(Stored data)

* * * * *

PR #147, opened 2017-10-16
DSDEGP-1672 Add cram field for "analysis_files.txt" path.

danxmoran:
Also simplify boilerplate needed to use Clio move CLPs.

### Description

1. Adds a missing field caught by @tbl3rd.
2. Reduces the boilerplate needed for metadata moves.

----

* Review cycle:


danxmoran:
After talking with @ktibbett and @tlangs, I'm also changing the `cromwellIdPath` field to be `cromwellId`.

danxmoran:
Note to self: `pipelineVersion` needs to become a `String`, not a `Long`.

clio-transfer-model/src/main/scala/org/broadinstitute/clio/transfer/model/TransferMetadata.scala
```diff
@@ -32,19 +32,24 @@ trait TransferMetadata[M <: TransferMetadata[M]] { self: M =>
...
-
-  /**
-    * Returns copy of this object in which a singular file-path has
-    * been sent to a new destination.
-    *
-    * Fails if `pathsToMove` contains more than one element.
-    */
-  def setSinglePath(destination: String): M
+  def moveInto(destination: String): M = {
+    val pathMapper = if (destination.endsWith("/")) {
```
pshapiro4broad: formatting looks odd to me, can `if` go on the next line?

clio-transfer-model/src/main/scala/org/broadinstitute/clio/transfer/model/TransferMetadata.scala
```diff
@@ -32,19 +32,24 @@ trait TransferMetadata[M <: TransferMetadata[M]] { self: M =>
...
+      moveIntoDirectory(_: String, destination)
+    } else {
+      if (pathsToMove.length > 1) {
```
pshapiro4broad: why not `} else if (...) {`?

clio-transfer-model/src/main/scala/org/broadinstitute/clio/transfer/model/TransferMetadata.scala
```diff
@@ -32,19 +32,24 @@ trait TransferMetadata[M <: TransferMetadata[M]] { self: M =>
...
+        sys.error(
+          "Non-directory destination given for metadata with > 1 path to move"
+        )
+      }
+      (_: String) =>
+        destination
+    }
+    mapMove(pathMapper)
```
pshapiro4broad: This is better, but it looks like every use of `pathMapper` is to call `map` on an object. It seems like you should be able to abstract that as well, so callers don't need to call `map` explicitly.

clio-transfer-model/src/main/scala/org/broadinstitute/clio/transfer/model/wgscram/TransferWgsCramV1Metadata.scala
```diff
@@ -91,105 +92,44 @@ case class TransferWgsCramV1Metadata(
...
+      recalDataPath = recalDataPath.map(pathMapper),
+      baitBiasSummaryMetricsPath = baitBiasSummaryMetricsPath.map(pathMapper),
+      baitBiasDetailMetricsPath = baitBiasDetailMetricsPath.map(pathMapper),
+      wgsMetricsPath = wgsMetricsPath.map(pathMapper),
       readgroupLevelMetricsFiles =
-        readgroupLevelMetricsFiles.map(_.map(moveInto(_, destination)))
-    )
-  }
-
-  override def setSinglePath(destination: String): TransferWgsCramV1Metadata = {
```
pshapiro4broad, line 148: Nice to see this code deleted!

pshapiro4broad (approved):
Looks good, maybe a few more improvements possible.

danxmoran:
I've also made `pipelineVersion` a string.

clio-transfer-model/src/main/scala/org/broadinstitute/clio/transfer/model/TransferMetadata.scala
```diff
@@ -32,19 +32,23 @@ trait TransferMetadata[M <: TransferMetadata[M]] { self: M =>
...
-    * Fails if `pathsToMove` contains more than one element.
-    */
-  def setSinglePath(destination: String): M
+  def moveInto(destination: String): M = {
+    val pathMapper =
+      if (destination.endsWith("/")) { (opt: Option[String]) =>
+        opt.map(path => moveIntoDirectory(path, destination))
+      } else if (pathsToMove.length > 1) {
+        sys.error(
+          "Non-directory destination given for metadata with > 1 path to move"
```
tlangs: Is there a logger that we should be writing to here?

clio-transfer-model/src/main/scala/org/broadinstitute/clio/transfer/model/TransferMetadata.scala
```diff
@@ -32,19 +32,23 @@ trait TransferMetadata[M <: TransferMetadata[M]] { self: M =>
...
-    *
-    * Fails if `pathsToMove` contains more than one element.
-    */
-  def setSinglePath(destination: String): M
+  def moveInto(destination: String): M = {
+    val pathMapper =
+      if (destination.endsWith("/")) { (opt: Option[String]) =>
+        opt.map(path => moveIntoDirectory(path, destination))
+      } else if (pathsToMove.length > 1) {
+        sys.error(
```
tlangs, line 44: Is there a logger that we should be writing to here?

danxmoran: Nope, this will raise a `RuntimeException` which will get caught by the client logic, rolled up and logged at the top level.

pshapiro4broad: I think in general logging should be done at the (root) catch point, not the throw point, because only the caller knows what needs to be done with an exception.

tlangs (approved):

* * * * *

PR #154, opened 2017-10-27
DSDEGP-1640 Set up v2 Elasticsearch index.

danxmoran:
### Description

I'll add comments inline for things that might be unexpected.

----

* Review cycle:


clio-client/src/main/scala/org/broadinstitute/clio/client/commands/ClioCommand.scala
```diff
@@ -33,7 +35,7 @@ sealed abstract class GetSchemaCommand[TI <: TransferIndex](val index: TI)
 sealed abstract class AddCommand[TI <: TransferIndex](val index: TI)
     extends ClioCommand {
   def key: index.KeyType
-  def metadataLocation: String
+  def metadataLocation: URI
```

* * * * *

Show the lines of the records that contain the word "class".

@@ -91,105 +92,44 @@ case class TransferWgsCramV1Metadata(
@@ -33,7 +35,7 @@ sealed abstract class GetSchemaCommand[TI <: TransferIndex](val index: TI)
 sealed abstract class AddCommand[TI <: TransferIndex](val index: TI)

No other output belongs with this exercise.